Scheme 1 Schematic diagram for synthesizing GSH doped GQDs and their application in Fe³⁺ detection.

More importantly, it was demonstrated that the GSH-GQDs were highly selective towards Fe³⁺, in which it is evident that the incorporation of S atoms into GQDs should be of crucial importance for tuning the electronic local density of the GQDs and promoting the coordination interaction between Fe³⁺ and the phenolic hydroxyl groups on the edge of S-GQDs. S (electronegativity of S: 2.58) is an electron donor, but fundamentally different from N (electronegativity of N: 3.04) because of its lower electronegativity and larger atomic radius. Therefore, the valence electrons of S in the third shell are easily lost, and the higher surface electron density of O atoms further promotes the coordination interaction.⁷⁸ Therefore, we deduce that when Fe³⁺ ions are added into the S-GQDs solution, they can coordinate with the phenolic hydroxyl groups on the edge of S-GQDs, and the electrons in the excited state of S-GQDs will transfer to the half-filled 3d orbitals of Fe³⁺, facilitating non-radiative electron/hole recombination annihilation and leading to significant fluorescence quenching.^79,80

3.3 Effect of the solution pH

Initially, due to the presence of pH sensitive functional groups in the GSH-GQDs, we investigated the effect of pH on their fluorescence intensity. As demonstrated in Fig. 4A–C, we found that the pH of the solution is able to influence the fluorescence signal of the sensor before and after the addition of Fe³⁺ ions. The fluorescence intensity of the sensor is plotted versus pH in the range of 2–10 (Fig. 4A). It was observed that the emission intensity changed the maximum wavelength and decreased sharply when the pH value was below 7. It was evident that at various pH values the fluorescence intensity was quenched by Fe³⁺, but at around pH 4 it could not be quenched by Fe²⁺. Thus, towards this sensitive pH value an iron speciation analysis could be selectively conducted in association with simple oxidation of Fe²⁺ to Fe³⁺ using H₂O₂ as an oxidizing agent.

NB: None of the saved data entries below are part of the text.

PR #237, opened 2019-07-30
Add support for handling groups for method ordering in sort-comp codemod

manixate:
Picking the logic from https://github.com/yannickcr/eslint-plugin-react/blob/master/lib/rules/sort-comp.js#L59 to support groups with order. Airbnb style guide also uses groups and react-codemod doesn't sort methods properly when defined using them.


threepointone:
I'll merge this and publish a new version later this week.

PR #247, opened 2019-11-01
Issues/181 : manual-bind-to-arrow does not clean up constructor binds when the same bind occurs multiple times

pksjce:
- Created a test with two components declared and bound functions with different names. This passes.
- Created a test with two components declared and bound functions with same name. This fails.

Added fix to scope the method/constructor removal to the corresponding component declaration instead of the root of the file.


threepointone:
Amazing, thank you very much! Nailed it.

pksjce:
Woah! that was quick! Thanks ❤️

PR #250, opened 2019-11-27
Check usage of `arguments` in methods

### LINKED ISSUE #163: Class.js codemod should fall back to create-react-class when a soon to become arrow function references "arguments" object.
Taken from [the MDN docs](https://developer.mozilla.org/en/docs/Web/JavaScript/Reference/Functions/Arrow_functions#No_binding_of_arguments):

> Arrow functions don't bind an `arguments` object...

Thus _class.js_ transform should check whether or not a soon to become arrow function contains a reference to the `arguments` object. If it does, the codemod must fall back to using _create-react-class_ approach.

Not long after using the codemod, we ran into an issue with this function...

```js

closeAndCall(fn, event) {
  this.close()
  if (fn) {
    fn.apply(this, Array.prototype.slice.call(arguments, 1))
  }
  this.onClearSearchField()
}
```

... which has been transformed into the following piece of code:

```js
closeAndCall = (fn, event) => {
  this.close()
  if (fn) {
    fn.apply(this, Array.prototype.slice.call(arguments, 1))
  }
  this.onClearSearchField()
}
```

Now the _arguments_ var doesn't refer to the list of function arguments as before. Clearly, a solution, in this case, would be:

```js
closeAndCall = (fn, ...args) => {
  this.close()
  if (fn) {
    fn.apply(this, args)
  }
  this.onClearSearchField()
}
```

I might turn this into a PR eventually.

EDIT: 
For convenience, here's a babylon node visitor that finds the occurence:  
https://astexplorer.net/#/gist/2373f28729933bc7aef987a8cec35cd3/de71edf4ffb7e0d3ee390ebbfc3ab7a76739a939

jscodeshift version here: 
https://astexplorer.net/#/gist/2373f28729933bc7aef987a8cec35cd3/ffee55f7af7a3cf1820b907906b24713c3675b59

kgrz:
Fixes #163.

Although the issue mentions `class` transform, the problem likely was in
the `manual-bind-to-arrow` transform; `class` transform had checks to avoid
function transformation when `arguments` object was used in a method.

* Moved the `doesNotUseArguments` function into a separate util.


transforms/utils/doesNotUseArguments.js
```diff
@@ -0,0 +1,40 @@
...
+  const ReactUtils = require('./ReactUtils')(j);
+
+  const doesNotUseArguments = (path, filepath) => {
+    const hasArguments =
+      j(path)
+        .find(j.Identifier, { name: 'arguments' })
+        .size() > 0;
+
+    if (hasArguments) {
+      var warnStr = '';
```
kgrz: Not sure if there's a better way to do this :|

transforms/utils/doesNotUseArguments.js
```diff
@@ -0,0 +1,40 @@
...
+
+      if (filepath) {
+        warnStr += filepath + ': ';
+      }
+
+      warnStr += '`' + ReactUtils.directlyGetComponentName(path) + '` ' +
```
kgrz: The `directlyGetComponentName` outputs empty strings with/without these changes. Haven't dug in deep.

gaearon:
thanks!

PR #252, opened 2019-12-11
Fixes #51: Declare eslint dependency

### LINKED ISSUE #51: sort-comp is not working
Hi, when I run `sort-comp` transformation, it throws following error:
```
Error: Cannot read config package: eslint-config-airbnb
Error: Cannot find module 'eslint-config-airbnb'
Referenced from: C:\projects\client\.eslintrc
    at Function.Module._resolveFilename (module.js:440:15)
    at Function.Module._load (module.js:388:25)
    at Module.require (module.js:468:17)
    at require (internal/module.js:20:19)
    at loadPackage (C:\projects\react-codemod\node_modules\eslint\lib\config\config-file.js:168:16)
    at loadConfigFile (C:\projects\react-codemod\node_modules\eslint\lib\config\config-file.js:212:1
8)
    at load (C:\projects\react-codemod\node_modules\eslint\lib\config\config-file.js:385:18)
    at C:\projects\react-codemod\node_modules\eslint\lib\config\config-file.js:326:36
    at Array.reduceRight (native)
    at applyExtends (C:\projects\react-codemod\node_modules\eslint\lib\config\config-file.js:309:28)
```

I've run `npm install` within `react-codemod` directory but it didn't help.

laurens-dg:
This should fix the sort-comp code-mod as stated in #51

### DIFF
--- a/package.json
+++ b/package.json
@@ -12,6 +12,7 @@
   },
   "dependencies": {
     "chalk": "^2.4.2",
+    "eslint": "^6.6.0",
     "execa": "^3.2.0",
     "globby": "^10.0.1",
     "inquirer": "^7.0.0",


laurens-dg:
I'd like to add @threepointone as a reviewer, but it seems like I would need write access to the repo according to the docs. So this tag and comment is my request for review.

threepointone:
Honestly, it's annoying that we need to include all of eslint for what's a very small piece of functionality. I think we can do better than this. https://github.com/reactjs/react-codemod/blob/6847d62ba3c89d3332e8574b16423bc423fdd418/transforms/sort-comp.js#L202-L206 I'll think about it some more, unless you have a better idea.

laurens-dg:
TBH the functionality is that we want to conform to eslint, it's only fair we check against the real thing.
Only improvement I can think of is marking it as a peer-dependency. 
This way we *should* be using the project's own eslint, but I don't know if this plays nice with npx.

threepointone:
Alright, I'm going to merge this, thank you for the PR! 

I'll do a release this weekend. We can revisit if there are complaints about download size.

vvscode:
@threepointone  just remind about the release ))

sayjeyhi:
@threepointone please consider to have a release

threepointone:
Done, released in v5.2.0. Give it a spin and lemme know how it goes?

PR #255, opened 2020-02-18
Fix pure component transform edge cases

wesleyyee:
**case 1: Default exported classes**
When converting a class combined with a default export, to a pure component, you end up creating a syntax error. This is because you cannot combine the default keyword with a lexical declaration. This PR separates the declaration from the export in this case. 

**case 2: Unused super class import remains**
When converting to a pure functional component the old super class may have a named import that is no longer used. This should be removed.

**case 3: Props argument exists even if its never used**

### DIFF
--- a/transforms/__testfixtures__/pure-component.input.js
+++ b/transforms/__testfixtures__/pure-component.input.js
@@ -31,6 +31,12 @@ class ImpureWithRef extends React.Component {
   }
 }
 
+class PureWithoutProps extends React.Component {
+  render() {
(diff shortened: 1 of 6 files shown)


wesleyyee:
@threepointone @bvaughn any thoughts?

threepointone:
At a glance it seems reasonable. Thank you for the PR! I'll do a proper review soon.

threepointone:
Thank you for your PR!

PR #71, opened 2019-11-22
Export includes paths as cargo metadata

bkchr:
Depending projects will be able to use this by looking into the env
varilabe `DEP_ZSTD_INCLUDE`. This variable will contain a `;` seperated
list of include paths.

### DIFF
--- a/zstd-safe/zstd-sys/build.rs
+++ b/zstd-safe/zstd-sys/build.rs
@@ -6,9 +6,12 @@ extern crate pkg_config;
 
 extern crate cc;
 extern crate glob;
+extern crate itertools;
 
 use std::path::PathBuf;
 use std::{env, fs};
+
+use itertools::Itertools;
 
 #[cfg(feature = "bindgen")]
 fn generate_bindings(defs: Vec<&str>, headerpaths: Vec<PathBuf>) {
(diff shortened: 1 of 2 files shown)


zstd-safe/zstd-sys/build.rs
```diff
@@ -133,21 +136,23 @@ fn compile_zstd() {
...
+            env::var("CARGO_MANIFEST_DIR")
+                .expect("Manifest dir is always set by cargo"),
+        );
+
         compile_zstd();
-        (vec![], vec![PathBuf::from("zstd/lib")])
+        (vec![], vec![manifest_dir.join("zstd/lib")])
     };
 
+    println!("cargo:include={}", headerpaths.iter().map(|p| p.display().to_string()).join(";"));
```
gyscos: Do we need `Display` for that? Why not just `iter().filter_map(PathBuf::to_str)` or something like that?

bkchr: But doesn't that mean we could loose some parts? The documentation says that the display mitigates non Unicode paths.

gyscos: True, but if a path contains non-unicode parts, will this actually work as an include path? I would think the "unicode-safety" here means a lossy conversion that may work for pretty-printing, but might not work as an include path.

Fig. 4 Effect of pH on (A) GSH-GQDs, (B) GSH-GQDs-Fe³⁺ and (C) GSH-GQDs-Fe²⁺.

In order to keep the fluorescence intensity of the GSH-GQDs as stable as possible and to ensure sensitive determination of Fe³⁺, a citrate buffer solution (pH 4, 1.0 M) was used.

3.4 Effect of H₂O₂ on speciation of Fe²⁺ and Fe³⁺

Our studies showed that Fe³⁺ ions immediately reduce the fluorescence intensity of GSH-GQDs. However, no such changes were observed when Fe³⁺ was replaced by Fe²⁺. According to the following reaction, H₂O₂ is capable of generating higher oxidation states of iron, which is referred to as the Fenton reaction.⁸¹

Fe²⁺ + H₂O₂ → Fe³⁺ + OH⁻ + OH˙

Therefore, by means of the Fenton reaction, selective and sensitive determination of Fe²⁺ based on GSH-GQDs fluorescence quenching is feasible. The effect of H₂O₂ concentration was tested by evaluating the fluorescence intensity of the GSH-GQDs.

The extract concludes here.